**What the exercise asks:**
Only the lines from the one containing "Typo fix for the Vegan Cakes" through the last line of the data are to be written out, exactly and in full.

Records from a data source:
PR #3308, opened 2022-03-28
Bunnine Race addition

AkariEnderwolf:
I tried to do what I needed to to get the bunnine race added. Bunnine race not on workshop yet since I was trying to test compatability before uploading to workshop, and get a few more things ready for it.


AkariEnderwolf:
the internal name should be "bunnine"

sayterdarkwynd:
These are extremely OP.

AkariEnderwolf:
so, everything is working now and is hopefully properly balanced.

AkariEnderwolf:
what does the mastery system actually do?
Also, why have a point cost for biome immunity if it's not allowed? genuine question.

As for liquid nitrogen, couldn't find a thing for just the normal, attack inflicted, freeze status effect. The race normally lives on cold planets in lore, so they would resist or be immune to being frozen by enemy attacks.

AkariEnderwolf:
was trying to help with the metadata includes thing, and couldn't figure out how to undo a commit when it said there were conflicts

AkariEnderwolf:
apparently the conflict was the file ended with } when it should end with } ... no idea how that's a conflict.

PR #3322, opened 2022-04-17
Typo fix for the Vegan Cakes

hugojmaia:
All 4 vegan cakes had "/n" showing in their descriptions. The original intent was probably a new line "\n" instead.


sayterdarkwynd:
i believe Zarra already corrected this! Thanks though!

**Exercise solution:**
Typo fix for the Vegan Cakes

hugojmaia:
All 4 vegan cakes had "/n" showing in their descriptions. The original intent was probably a new line "\n" instead.


sayterdarkwynd:
i believe Zarra already corrected this! Thanks though!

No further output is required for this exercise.